* TASK *
Using the data below, show every line where the word "archived" occurs.

* DATASET ENTRIES *
PR #1351, opened 2016-10-04
Archiving an auction should cancel in C2

### LINKED ISSUE #1303: C2 request is canceled for archived or rejected auctions
As a C2 approver, I want to not have active C2 requests for auctions that have been archived, so C2 requests should be canceled when auctions are archived

- [x] **Scenario: C2 request is cancelled when an auction is archived**
- And there is an unpublished auction that has a C2 request that is either pending (response has been received from C2), or approved (the request has been marked as approved in C2)
- When I archive that auction (#1276)
- Then any C2 request associated with that auction is canceled (in C2)
- And the C2 status should be set to "Canceled" in the micropurchase system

* PROBLEM SOLUTION *
### LINKED ISSUE #1303: C2 request is canceled for archived or rejected auctions
As a C2 approver, I want to not have active C2 requests for auctions that have been archived, so C2 requests should be canceled when auctions are archived
- [x] **Scenario: C2 request is cancelled when an auction is archived**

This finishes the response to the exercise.